:: ASSIGNED TASK ::
Below are some records; each one is to be set down again exactly.

:: Saved data entries ::
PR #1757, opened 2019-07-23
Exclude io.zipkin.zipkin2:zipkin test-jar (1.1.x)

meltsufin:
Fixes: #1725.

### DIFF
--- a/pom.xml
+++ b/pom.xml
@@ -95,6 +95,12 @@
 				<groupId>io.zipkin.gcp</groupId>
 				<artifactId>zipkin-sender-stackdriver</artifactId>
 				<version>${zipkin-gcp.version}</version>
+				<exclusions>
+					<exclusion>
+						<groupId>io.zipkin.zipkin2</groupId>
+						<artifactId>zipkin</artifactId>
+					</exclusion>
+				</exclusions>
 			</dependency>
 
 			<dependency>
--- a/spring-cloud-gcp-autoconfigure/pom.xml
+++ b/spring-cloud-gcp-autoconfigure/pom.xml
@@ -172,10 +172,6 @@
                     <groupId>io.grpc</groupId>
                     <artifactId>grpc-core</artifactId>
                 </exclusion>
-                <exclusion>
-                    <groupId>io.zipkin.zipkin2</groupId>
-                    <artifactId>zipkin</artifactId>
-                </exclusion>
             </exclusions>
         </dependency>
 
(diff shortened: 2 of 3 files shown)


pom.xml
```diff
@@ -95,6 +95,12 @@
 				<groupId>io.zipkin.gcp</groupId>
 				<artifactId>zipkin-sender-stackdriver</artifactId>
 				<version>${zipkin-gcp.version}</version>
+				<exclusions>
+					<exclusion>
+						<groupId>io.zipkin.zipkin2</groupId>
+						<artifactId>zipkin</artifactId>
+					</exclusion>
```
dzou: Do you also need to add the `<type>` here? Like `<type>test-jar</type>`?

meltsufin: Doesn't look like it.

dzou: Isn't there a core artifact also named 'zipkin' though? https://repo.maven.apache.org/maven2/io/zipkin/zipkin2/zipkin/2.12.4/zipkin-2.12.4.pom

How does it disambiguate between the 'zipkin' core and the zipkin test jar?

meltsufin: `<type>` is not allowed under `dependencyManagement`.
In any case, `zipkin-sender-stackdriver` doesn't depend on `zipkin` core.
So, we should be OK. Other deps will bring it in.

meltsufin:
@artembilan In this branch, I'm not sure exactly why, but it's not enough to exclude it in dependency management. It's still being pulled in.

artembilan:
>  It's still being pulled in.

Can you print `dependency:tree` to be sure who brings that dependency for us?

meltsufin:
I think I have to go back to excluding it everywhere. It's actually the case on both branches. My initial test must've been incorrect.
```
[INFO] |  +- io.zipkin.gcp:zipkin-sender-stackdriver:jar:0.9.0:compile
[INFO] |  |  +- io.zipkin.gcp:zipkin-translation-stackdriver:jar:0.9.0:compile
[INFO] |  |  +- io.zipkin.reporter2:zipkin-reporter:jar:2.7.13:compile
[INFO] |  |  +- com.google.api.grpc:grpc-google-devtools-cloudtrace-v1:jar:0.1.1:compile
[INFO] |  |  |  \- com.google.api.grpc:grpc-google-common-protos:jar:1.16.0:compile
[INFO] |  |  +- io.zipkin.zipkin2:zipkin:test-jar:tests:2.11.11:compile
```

:: ANSWER SECTION ::
PR #1757, opened 2019-07-23
Exclude io.zipkin.zipkin2:zipkin test-jar (1.1.x)

meltsufin:
Fixes: #1725.

### DIFF
--- a/pom.xml
+++ b/pom.xml
@@ -95,6 +95,12 @@
 				<groupId>io.zipkin.gcp</groupId>
 				<artifactId>zipkin-sender-stackdriver</artifactId>
 				<version>${zipkin-gcp.version}</version>
+				<exclusions>
+					<exclusion>
+						<groupId>io.zipkin.zipkin2</groupId>
+						<artifactId>zipkin</artifactId>
+					</exclusion>
+				</exclusions>
 			</dependency>
 
 			<dependency>
--- a/spring-cloud-gcp-autoconfigure/pom.xml
+++ b/spring-cloud-gcp-autoconfigure/pom.xml
@@ -172,10 +172,6 @@
                     <groupId>io.grpc</groupId>
                     <artifactId>grpc-core</artifactId>
                 </exclusion>
-                <exclusion>
-                    <groupId>io.zipkin.zipkin2</groupId>
-                    <artifactId>zipkin</artifactId>
-                </exclusion>
             </exclusions>
         </dependency>
 
(diff shortened: 2 of 3 files shown)


pom.xml
```diff
@@ -95,6 +95,12 @@
 				<groupId>io.zipkin.gcp</groupId>
 				<artifactId>zipkin-sender-stackdriver</artifactId>
 				<version>${zipkin-gcp.version}</version>
+				<exclusions>
+					<exclusion>
+						<groupId>io.zipkin.zipkin2</groupId>
+						<artifactId>zipkin</artifactId>
+					</exclusion>
```
dzou: Do you also need to add the `<type>` here? Like `<type>test-jar</type>`?

meltsufin: Doesn't look like it.

dzou: Isn't there a core artifact also named 'zipkin' though? https://repo.maven.apache.org/maven2/io/zipkin/zipkin2/zipkin/2.12.4/zipkin-2.12.4.pom

How does it disambiguate between the 'zipkin' core and the zipkin test jar?

meltsufin: `<type>` is not allowed under `dependencyManagement`.
In any case, `zipkin-sender-stackdriver` doesn't depend on `zipkin` core.
So, we should be OK. Other deps will bring it in.

meltsufin:
@artembilan In this branch, I'm not sure exactly why, but it's not enough to exclude it in dependency management. It's still being pulled in.

artembilan:
>  It's still being pulled in.

Can you print `dependency:tree` to be sure who brings that dependency for us?

meltsufin:
I think I have to go back to excluding it everywhere. It's actually the case on both branches. My initial test must've been incorrect.
```
[INFO] |  +- io.zipkin.gcp:zipkin-sender-stackdriver:jar:0.9.0:compile
[INFO] |  |  +- io.zipkin.gcp:zipkin-translation-stackdriver:jar:0.9.0:compile
[INFO] |  |  +- io.zipkin.reporter2:zipkin-reporter:jar:2.7.13:compile
[INFO] |  |  +- com.google.api.grpc:grpc-google-devtools-cloudtrace-v1:jar:0.1.1:compile
[INFO] |  |  |  \- com.google.api.grpc:grpc-google-common-protos:jar:1.16.0:compile
[INFO] |  |  +- io.zipkin.zipkin2:zipkin:test-jar:tests:2.11.11:compile
```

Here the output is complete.